If I understood correctly, the problem you're describing is essentially the following. The locks have a timeout to them to avoid zombie locks etc. However this means we can have system A obtain a lock (or a lease, if you prefer) and begin a long-running process on the given resource. However, during the long-running process, the lock times out and system B can acquire a lock, thinking it's the only one using the resource, leading to a conflict. Did I understand you correctly?
We once had a bug from this incorrect use of "distributed locks". A server we accessed under a lock suddenly started lagging past the timeout of the lock, another server using the lock assumed the lock was released (i.e. timed out) and acquired it, while the original server assumed it still owned the lock. Data corruption occurred.

This implementation has "heartbeats" so I wonder whether it solves the problem.

Heartbeats does not solve it. You need fencing tokens to reject writes if the lock has expired.

See this amazing article by Martin Kleppman, author of Designing Data-Intensive Applications.

"How to do distributed locking"

https://martin.kleppmann.com/2016/02/08/how-to-do-distribute...

It's really up to the client implementation.

In order to deal with long-running processes, the client Python implementation uses a separate thread for sending periodic heartbeats to the lockable server, which serves to do 2 things:

  1. renew the lease so it doesn't expire which would release the lock
  2. notify the main worker thread in the even the lock has been lost
The GP's point was that the heartbeat thread can hang in pathological cases, which means the main worker thread would not be notified that it has lost the lock.

This can be addressed in a few ways - one way being by adding fencing tokens[0]. However, that requires modifying the underlying resource you are accessing.

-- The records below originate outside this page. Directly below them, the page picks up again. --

PR #7169, opened 2023-02-15
feat!: code path for simultaneous tainting

brandonspark:
## What:
This PR adds in the beginnings of what I am calling "simultaneous tainting", which is when you run multiple taint rules on a single target at the same time. 

This is Step 1 in the plan of my scope doc for running multiple taint rules at the same time: https://www.notion.so/r2cdev/Taint-Mode-for-Multiple-Rules-bd0b2eb571ae4e3aa2b8661bba8b2edc?pvs=4

## Why:
This is as opposed to how we currently do it, where we invoke the taint engine once on an xtarget for every single taint rule. This causes us to run the dataflow engine on a control flow graph many times, when we really don't have to. This is seen in taint labels, which allow us to invoke dataflow analysis once within a single rule, but for "multiple taint rules".

Preliminary results have showed that taking a number of taint rules and reinterpreting them as a single taint rule with multiple taint labels have had good implications for runtime.

## How:
Just added an alternate codepath, and a tentative new file. Current behavior should be unchanged.

## Test plan:
`make test`

PR checklist:

### DIFF
--- a/src/core_cli/Core_CLI.ml
+++ b/src/core_cli/Core_CLI.ml
@@ -111,6 +111,7 @@ let use_parsing_cache = ref Runner_config.default.parsing_cache_dir
 (* similar to filter_irrelevant_patterns, but use the whole rule to extract
  * the regexp *)
 let filter_irrelevant_rules = ref Runner_config.default.filter_irrelevant_rules
+let simultaneous_taint = ref Runner_config.default.simultaneous_taint
 
 (* ------------------------------------------------------------------------- *)
 (* flags used by the semgrep-python wrapper *)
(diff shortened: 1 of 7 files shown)


IagoAbal (changes requested):
Better to not include "simultaneous taint" at all in this PR, just change Semgrep so that taint rules are passed all at once to `Match_tainting_mode`. Instead of `check_rule`, we will have a `check_rules`. This will prepare Semgrep/taint-mode for optimizations that look at the entire set of taint rules to run on one file. (This is how it used to be BTW.)

brandonspark:
Deprecated in favor fo #7187

PR #7173, opened 2023-02-16
Break dependency cycle between Logging and Common

emillon:
Hi,

I am part of the dune dev team. While checking for regressions in the upcoming 3.7 release, I found that the `commons` library does not build with it.

After investigating, there is a dependency cycle in `libs/commons`: `Common.ml` depends on `Logging`, and `logging.mli` depends on `Common`.

Dune used to be OK with that, but the new dependency analysis algorithm in 3.7 makes tighter checks and (correctly) detects it. It's kinda OK in that particular case because `Logging` only uses a type alias from `Common`, but dune can not reliably detect this.

So this PR expands the type alias in a way that splits the cycle and makes it compatible with dune 3.7.

PR checklist:

### DIFF
--- a/libs/commons/Logging.mli
+++ b/libs/commons/Logging.mli
@@ -130,4 +130,4 @@ val add_PID_tag : unit -> unit
    Load a json config file that sets log levels for each logger matching
    specific tags.
 *)
-val load_config_file : Common.filename -> unit
+val load_config_file : string -> unit


emillon:
(context for this change in dune: https://github.com/ocaml/dune/issues/7018)

aryx (approved):

aryx:
Isn't ocamlc supposed also to detect those situations and forbid cycles?

ievans:
thanks @emillon, cool to see this work being done proactively!

emillon:
> thanks @emillon, cool to see this work being done proactively!

no problem. we try pretty hard not to break downstream code so when something like that affects the latest release we try to come up with fixes.

> Isn't ocamlc supposed also to detect those situations and forbid cycles?

In that case I think that ocamlc accepts more configurations that what dune supports. Implementations must be passed in topological order (every module after its dependencies), so cycles between ml files are definitely forbidden. As for interfaces, I'm actually not sure what's supported. I think that each cmi is only considered when building the associated cmo/cmx file, that would mean that cycles between interfaces are ok. But it's simpler for dune to just consider that modules as a whole (impl+intf) should form an acyclic graph.

aryx:
I see. Where are you working @emillon ? On recrute des programmeurs OCaml pour semgrep si ca t'interesse :)

PR #7175, opened 2023-02-16
refactor: ppx deriving visitors for generic AST

nmote:
This adds an iter visitor generated by ppx deriving visitors (http://gallium.inria.fr/~fpottier/visitors/manual.pdf) for the generic AST.

To prove it out, I also converted `range_of_any_opt` to use the new visitor. This will be a good proving ground for this approach. Because `range_of_any_opt` is such a hot code path, I was uncertain of the performance implications of using dynamic dispatch here (although to some extent, the current architecture already makes use of explicit dynamic dispatch). Due to this uncertainty, I conducted some performance tests (described below).

I plan to follow up by converting the existing `mk_visitor` function to use the new autogenerated visitors while presenting the same external interface. Then, we can move callsites over one by one and eventually retire that interface.

Test plan:

Existing automated tests

Manual test of performance on juice-shop (rev
c7e1ade8c593875d5fdb6b3b51cef306adf53de9).

Command: `time semgrep-core -l ts -rules default.yml -j 1 .` where `default.yml` is downloaded from https://semgrep.dev/c/p/default.

Methodology: Run command four times both before and after this change, discarding first result for each series of runs. Record "real" time.

Before:

- 56.459s
- 53.678s
- 55.094s

After:

- 56.344s
- 55.342s
- 54.086s

I haven't done a statistical analysis on these results but they look pretty much the same to me.

PR checklist:


mjambon (approved):
awesome!

libs/ast_generic/AST_generic.ml
```diff
@@ -329,6 +329,74 @@ and canonical_name = string list
 and alternate_name = string list
 [@@deriving show { with_path = false }, eq, hash]
 
+(* Used as a parent class for the autogenerated iter visitor *)
```
aryx, line 332: Maybe reference the fact that the visitor is generated at the very very end of this file, because of the big and long set of recursive types.

libs/ast_generic/AST_generic.ml
```diff
@@ -423,7 +491,7 @@ and id_info = {
   id_info_id : id_info_id; [@equal fun _a _b -> true]
 }
 
-and id_info_id = IdInfoId.t
+and id_info_id = (IdInfoId.t[@name "id_info_id_t"])
```
aryx, line 494: maybe explain what's this @name is, at least the first time we encounter one in the file.

libs/ast_generic/Visitor_AST.ml
```diff
@@ -1460,60 +1460,64 @@ let first_info_of_any any =
...
+          let saved_ranges = !ranges in
+          ranges := None;
+          super#visit_stmt ranges stmt;
+          stmt.s_range <- !ranges;
+          match saved_ranges with
+          | None -> ()
+          | Some r -> incorporate_tokens ranges r)
+      | Some range -> incorporate_tokens ranges range
+
+    (* Mimics the old mk_visitor -- otherwise we will end up visiting resolved
```
aryx, line 1509: should we make it the default in the parent visitor then?

nmote: I ended up kind of doing this in #7209

PR #7180, opened 2023-02-17
refactor(taint): factor out `Match_tainting_mode` for multiple rules

brandonspark:
## What:
This PR changes `Match_tainting_mode.check_rule` to instead ingest multiple rules at once, instead of just one rule. It then  uses that logic in `Match_rules` to pass multiple taint rules at once. Note that this PR should not change existing engine behavior.

## Why:
This will allow us to do optimizations that look at all of the taint rules, such as sharing of common patterns, which is a big memory bottleneck right now, due to hardcoded propagators in Pro. We can also do some cool stuff like combining taint rules into a single taint config, meaning that we can run dataflow analysis just once for a given group of taint rules.

## How:
Changed the type for `Match_tainting_mode.check_rule`, and then added logic for grouping rules. We group taint rules by language, because we can't really do multi-rule optimizations between rules meant for different languages.

I'm not in love with the need to make this `per_rule_boilerplate_fn`, but I tried a few other things and I think this is the cleanest way to achieve it.

## Alternatives considered:
I considered leaving the logic for producing a faulty `match_result` from a timed-out rule run where it was, and having `Match_tainting_mode.check_rules` return a list, where each entry might indicate that it timed out. This ended up producing a lot of duplicated code unless I also made it return the relevant rule as well, however, which also meant I had to return the relevant rule in the Search and Extract cases, which was kind of gross. `Unit_engine` also then had to deal with the possibility of returning a bad result, even though it was impossible by construction.

I considered leaving the call to `Match_tainting_mode.check_rules` where it was, and injecting rules into a sum type that indicated if it was a single rule or a group of rules. This then made it so that I couldn't have the timeout function work at the granularity of rules, and I was considered that timing out for a group of rules would change behavior, and that people wouldn't like that.

## Test plan:
`make test`

PR checklist:


src/engine/Match_tainting_mode.mli
```diff
@@ -56,9 +56,16 @@ val check_fundef :
   * This is a low-level function exposed for debugging purposes (-dfg_tainting).
   *)
 
-val check_rule :
-  Rule.taint_rule ->
+val check_rules :
+  Rule.taint_rule list ->
   (string -> Pattern_match.t -> unit) ->
```
IagoAbal: Since you're here, maybe add a label to this parameter.

src/engine/Match_tainting_mode.mli
```diff
@@ -56,9 +56,16 @@ val check_fundef :
...
   Match_env.xconfig ->
   Xtarget.t ->
-  Report.rule_profiling Report.match_result * debug_taint
+  (Rule.rule ->
```
IagoAbal: And a label to this one.

src/engine/Unit_engine.ml
```diff
@@ -591,10 +591,19 @@ let tainting_test lang rules_file file =
...
+               (fun _rule f -> f ())
            in
-           res.matches)
+           match results with
+           | [ res ] -> res.matches
+           (* By construction, `check_rules` should only return the same number of results as rules it
+              was initially given.
+              So this case is impossible.
+           *)
+           | __else__ -> raise Impossible)
```
IagoAbal: I don't mind it here because it's test code, but otherwise I would have used `| [] | _::_::_ -> raise Impossible` instead.

src/engine/Match_rules.ml
```diff
@@ -68,23 +68,14 @@ let skipped_target_of_rule (file_and_more : Xtarget.t) (rule : R.rule) :
...
-    logger#info "forcing eval of ast outside of rules, for better profile";
-    Lazy.force lazy_ast_and_errors |> ignore);
-
-  let cnt_timeout = ref 0 in
-
-  let res_rules, skipped_rules =
+(* This function separates out rules into groups of taint rules by languages,
+   all of the nontaint rules, and the rules which we skip due to prefiltering.
+*)
+let group_rules xconf rules xtarget =
```
IagoAbal, line 74: Nice that you moved this into a separate function.

src/engine/Match_rules.ml
```diff
@@ -101,53 +92,107 @@ let check ~match_hook ~timeout ~timeout_threshold (xconf : Match_env.xconfig)
...
+  (* Given a thunk [f] that computes the results of running the engine on a single
+     rule, this function simply instruments the computation on a single rule with
+     some boilerplate logic, like setting the last matched rule, timing out if
+     it takes too long, and producing a faulty match result in that case.
+
+     In particular, we need this to call [Match_tainting_mode.check_rules], which
+     will iterate over each rule in a different place, and so needs access to this
+     logic.
+  *)
+  let per_rule_boilerplate_fn r f =
```
IagoAbal: It could be nice to lift this one function out of `let check ...` as a top-level function.

IagoAbal (approved):
LGTM,  let's ask @emjin to take a look too.

src/engine/Match_rules.ml
brandonspark: it inherits from a lot of things already in the closure (`cnt_timeout`, `timeout`, `timeout_threshold`, `file`), will it still be nice to make a function with all of those as params? if you think so, im happy to extract, but I was worried that it would be less clean to do so

IagoAbal: I think the `cnt_timeout` could be defined in `per_rule_boilerplate_fn` itself like:
```ocaml
let mk_per_rule_boilerplate_fn ~timeout ~timeout_threshold file =
  let cnt_timeout = ref 0 in
  fun ... -> ...
```
But it's true that it could get somewhat ugly. I don't have a strong opinion here, I leave it to your judgment!

src/engine/Match_rules.ml
```diff
@@ -101,53 +92,109 @@ let check ~match_hook ~timeout ~timeout_threshold (xconf : Match_env.xconfig)
...
+    rule, this function simply instruments the computation on a single rule with
+    some boilerplate logic, like setting the last matched rule, timing out if
+    it takes too long, and producing a faulty match result in that case.
+
+    In particular, we need this to call [Match_tainting_mode.check_rules], which
+    will iterate over each rule in a different place, and so needs access to this
+    logic.
+*)
+let per_rule_boilerplate_fn ~timeout ~timeout_threshold file rule f =
+  let cnt_timeout = ref 0 in
```
IagoAbal, line 124: I guess you need to put `fun f -> ...` after this ?

IagoAbal: Otherwise each invocation of this `per_rule_boilerplate_fn` below will be creating a new `ref` initialized to `0`.
```ocaml
let per_rule_boilerplate_fn =
     per_rule_boilerplate_fn ~timeout ~timeout_threshold file
   in
```

brandonspark: aw man, i used to explicitly teach people not to do this too...

brandonspark: whoops

PR #7182, opened 2023-02-17
chore(scan): Detect token to authenticate with Bitbucket API

pangngan:
PR checklist:

Closes APP-3691


cli/src/semgrep/app/scans.py
```diff
@@ -272,10 +272,18 @@ def report_findings(
...
+            # GitLab.com (cloud)
+            or os.getenv("GITLAB_TOKEN")
+            # Bitbucket Cloud
+            or os.getenv("PIPELINES_JWT_TOKEN")
+        )
+
         findings_and_ignores = {
             # send a backup token in case the app is not available
-            "token": os.getenv("GITHUB_TOKEN"),
-            "gitlab_token": os.getenv("GITLAB_TOKEN"),
```
pangngan, line 278: I will leave the corresponding app code that still detects GitLab tokens like this for now until we make a decision later to stop supporting x versions back of Semgrep.

cli/src/semgrep/app/scans.py
```diff
@@ -272,10 +272,18 @@ def report_findings(
         ignores = [
             match.to_app_finding_format(commit_date).to_json() for match in new_ignored
         ]
+        token = (
+            # GitHub (cloud)
+            os.getenv("GITHUB_TOKEN")
+            # GitLab.com (cloud)
+            or os.getenv("GITLAB_TOKEN")
+            # Bitbucket Cloud
+            or os.getenv("PIPELINES_JWT_TOKEN")
```
pangngan:
```suggestion
            or os.getenv("BITBUCKET_TOKEN")
```

cli/src/semgrep/app/scans.py
```diff
@@ -272,10 +272,18 @@ def report_findings(
...
+            or os.getenv("GITLAB_TOKEN")
+            # Bitbucket Cloud
+            or os.getenv("BITBUCKET_TOKEN")
+        )
+
         findings_and_ignores = {
             # send a backup token in case the app is not available
-            "token": os.getenv("GITHUB_TOKEN"),
-            "gitlab_token": os.getenv("GITLAB_TOKEN"),
+            "token": token,
```
chmccreery, line 286: How do we detect app-side whether this is from github, gitlab, or bitbucket? Is there a corresponding code-change in `semgrep-app`?

chmccreery (commented):
OMG it's h a p p e n i n g g g g!!

cli/src/semgrep/app/scans.py
pangngan: Yup! We look at the repo url to determine which SCM provider it's from and essentially make the assumption that the token is from that SCM provider as well.

chmccreery: Sweet! Would it be any more accurate to send that information as an enum here instead of relying on URL parsing? Or is the URL parsing really as easy as checking the domain for equality with the SCM? Just want to beware of lossy changes and it seems like one piece of information might potentially be lost here.

chmccreery (approved):

cli/src/semgrep/app/scans.py
pangngan: Oh I think it should be really straightforward. For GitHub and GitLab, we're just checking it with the base URL (essentially doing `repo_url == GITHUB_BASE_URL` and `GITHUB_BASE_URL` is defined as a constant equal to "https://github.com" somewhere else. I think it should be okay to do it for Bitbucket Cloud as well since we should just be checking if the url starts with https://bitbucket.org.

chmccreery: Great! As long as this token thing doesn't apply to GHE or GLSM or BitBucket not-cloud, that sounds good 👍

[0]: https://ebrary.net/64834/computer_science/fencing_tokens

What's the advantage of heartbeats over a simpler implementation via SETNX in Redis if you still need fencing tokens?
> This is a misleading and dangerous service.

How is it dangerous? What danger would the user be in?

Building software that relies on an incorrect assumption sounds dangerous to me.

There's plenty of critical software in the world, some of which has real world consequences if there are bugs.

The user could create software that thinks a resource is locked under their exclusive control, but is not. This can lead to data corruption, which could lead to even errors propagating throughout a system.